Many indoor workspaces are quasi-static: global layout is stable but local semantics change continually, producing repetitive geometry, dynamic clutter, and perceptual noise that defeat vision-based localization. We present ShelfAware, a semantic particle filter for robust global localization that treats scene semantics as statistical evidence over object categories rather than fixed landmarks. ShelfAware fuses a depth likelihood with a category-centric semantic similarity and uses a precomputed bank of semantic viewpoints to perform inverse semantic proposals inside MCL, yielding fast, targeted hypothesis generation on low-cost, vision-only hardware. Across 100 global-localization trials spanning four conditions (cart-mounted, wearable, dynamic obstacles, and sparse semantics) in a semantically dense, retail environment, ShelfAware achieves a 96% success rate (vs. 22% MCL and 10% AMCL) with a mean time-to-convergence of 1.91s, attains the lowest translational RMSE in all conditions, and maintains stable tracking in 80% of tested sequences, all while running in real time on a consumer laptop-class platform. By modeling semantics distributionally at the category level and leveraging inverse proposals, ShelfAware resolves geometric aliasing and semantic drift common to quasi-static domains. Because the method requires only vision sensors and VIO, it integrates as an infrastructure-free building block for mobile robots in warehouses, labs, and retail settings; as a representative application, it also supports the creation of assistive devices providing start-anytime, shared-control assistive navigation for people with visual impairments.

Paper Structure

This paper contains 23 sections, 7 equations, 8 figures, 2 tables, 1 algorithm.

Figures (8)

  • Figure 1: An overview of ShelfAware. A) A mock grocery environment used for evaluation, where semantic observations are obtained via chest-mounted camera system. B) Depth-based observation models in particle filtering rely solely on geometric features, which are ambiguous in long, repetitive aisles and lead to weak particle discrimination. C) ShelfAware injects particles based on semantic cues, enabling more distinctive and robust particle weighting combined with the depth observation model and improved global localization in retail-like environments.
  • Figure 2: 3D semantic map overlaid on the 2D occupancy grid. Each voxel stores a distribution over object class counts.
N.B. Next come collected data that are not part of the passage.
PR #357, opened 2015-02-13
clear the curl handle after closing it

mlebkowski:
The curl handle wasn’t cleared after closing, and due to this commit eb747316e313944a06b9129e51c58f5bfda2ef2d it wasn’t initialized again.

I also changed the `FacebookCurlHttpClient::$facebookCurl` field to be non-static (since every client has needs it’s own handle)

### DIFF
--- a/src/Facebook/HttpClients/FacebookCurl.php
+++ b/src/Facebook/HttpClients/FacebookCurl.php
@@ -126,6 +126,9 @@ class FacebookCurl
   public function close()
   {
     curl_close($this->curl);
+
+    // closed handle has to be initialized again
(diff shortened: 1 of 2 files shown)


SammyK:
:+1: Nice catch!

mlebkowski:
what’s the release cycle for this kind of changes? will this land in the next stable or should I PR to `master`?

SammyK:
Yeah, master doesn't suffer from this issue since it doesn't use any statics on the CURL HTTP client.

But patches like this would go in a minor release so it would normally get tagged right away. :)

PR #1762, opened 2026-09-04
test(stack): #1734 read-only verbs are proven to complete while the mutation window is held, not just assumed to

### LINKED ISSUE #1734: Prove behaviourally that read-only verbs take no mutation lock (#1482 residual)

VijitSingh97:
Closes #1734.

## What was missing

#1482's last line has been open since the issue was written: *"read-only verbs take nothing" is structurally true but not proven behaviourally by any test.* Every mutating verb has a test proving it TAKES the mutation window. Nothing held the other half.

Ray casting on this semantic layer yields the expected semantic vector $\mathbf{v}_{\text{sem}}$ comprising class counts, distances, and angles.
  • Figure 3: Semantic vector $\mathbf{v}_{\text{sem}} = [\mathbf{v}_c, \mathbf{v}_\theta, \mathbf{v}_d]$. The count vector $\mathbf{v}_c$ captures the number of items detected in each class at a given pose; $\mathbf{v}_\theta$ and $\mathbf{v}_d$ capture mean relative bearings and ranges for each visible class.
  • Figure 4: Data-flow diagram for ShelfAware. The semantic particle filter fuses depth likelihood with semantic likelihood and uses an inverse semantic model to propose high-quality particles for global localization and recovery.
  • Figure 5: ShelfAware hardware. A lightweight two-camera system with a 3D-printed mount was used throughout our experiments (top). This design allowed evaluation across a wearable chest mount (left) and a cart-mounted setup (right).